Some pretty well-known cases of storage / compute separation (Aurora, Neon)
also share the storage between instances,
that's why I'm a bit confused by your reply. I thought you're thinking
about this approach too, that's why I mentioned what kind of challenges one
may have on that path.


On Sat, Jul 26, 2025 at 12:36 AM Pierre Barre <pie...@barre.sh> wrote:

> What you describe doesn’t look like something very useful for the vast
> majority of projects that needs a database. Why would you even want that if
> you can avoid it?
>
> If your “single node” can handle tens / hundreds of thousands requests per
> second, still have very durable and highly available storage, as well as
> fast recovery mechanisms, what’s the point?
>
> I am not trying to cater to extreme outliers that may want very weird like
> this, that’s just not the use-cases I want to address, because I believe
> they are few and far between.
>
> Best,
> Pierre
>
> On Sat, Jul 26, 2025, at 08:57, Vladimir Churyukin wrote:
>
> A shared storage would require a lot of extra work. That's essentially
> what AWS Aurora does.
> You will have to have functionality to sync in-memory states between
> nodes, because all the instances will have cached data that can easily
> become stale on any write operation.
> That alone is not that simple. You will have to modify some locking logic.

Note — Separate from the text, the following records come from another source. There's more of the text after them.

PR #4672, opened 2025-01-29
Add net9.0 runs into the performance repo channel runs.

LoopedBard3:
Add net9.0 runs into the performance repo channel runs.


LoopedBard3:
All failures are the same as what we are seeing on main. Merging.

PR #4680, opened 2025-02-04
Fix for Mac Certs

DrewScoggins:
From my work it does not appear that there is any programmatic way to recover the public/private key pair in a Key Chain without having to enter a password. As a result, we are going to grab the certificates directly off the disk, like we do on Linux machines.

### DIFF
--- a/scripts/performance/common.py
+++ b/scripts/performance/common.py
@@ -38,6 +38,9 @@ def get_machine_architecture():
 def iswin():
     return sys.platform == 'win32'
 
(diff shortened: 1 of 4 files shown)


LoopedBard3 (approved):
Looks good to merge, especially if we have a test run.

DrewScoggins:
Yeah, I have test runs on both Mac and non-Mac queues.

caaavik-msft (approved):

PR #4699, opened 2025-02-10
System.Reflection.Metadata.TypeName benchmarks

adamsitnik:
So far, we were benchmarking the `TypeName.Parse` implementation only in an indirect way, when benchmarking `Type.GetType` (which internally uses the same parser). We are now considering changing some parts of the implementation (https://github.com/dotnet/runtime/pull/112242), so it would be good to understand the perf and make sure we don't introduce any regressions.


jkotas (dismissed):
Thanks

adamsitnik:
@caaavik-msft could you please merge this PR? Thanks!

caaavik-msft (approved):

> Most likely do a lot of other changes in a lot of places, Postgres was not
> just built with the assumption that the storage can be shared.
>
> -Vladimir
>
> On Fri, Jul 18, 2025 at 5:31 AM Pierre Barre <pie...@barre.sh> wrote:
>
> Now, I'm trying to understand how CAP theorem applies here. Traditional
> PostgreSQL replication has clear CAP trade-offs - you choose between
> consistency and availability during partitions.
>
> But when PostgreSQL instances share storage rather than replicate:
> - Consistency seems maintained (same data)
> - Availability seems maintained (client can always promote an accessible
> node)
> - Partitions between PostgreSQL nodes don't prevent the system from
> functioning
>
> It seems that CAP assumes specific implementation details (like nodes
> maintaining independent state) without explicitly stating them.
>
> How should we think about CAP theorem when distributed nodes share storage
> rather than coordinate state? Are the trade-offs simply moved to a
> different layer, or does shared storage fundamentally change the analysis?
>
> Client with awareness of both PostgreSQL nodes
>     |                               |
>     ↓ (partition here)              ↓
> PostgreSQL Primary              PostgreSQL Standby
>     |                               |
>     └───────────┬───────────────────┘
>                 ↓
>          Shared ZFS Pool
>                 |
>          6 Global ZeroFS instances
>
> Best,
> Pierre
>
> On Fri, Jul 18, 2025, at 12:57, Pierre Barre wrote:
> > Hi Seref,
> >
> > For the benchmarks, I used Hetzner's cloud service with the following
> setup:
> >
> > - A Hetzner s3 bucket in the FSN1 region
> > - A virtual machine of type ccx63 48 vCPU 192 GB memory
> > - 3 ZeroFS nbd devices (same s3 bucket)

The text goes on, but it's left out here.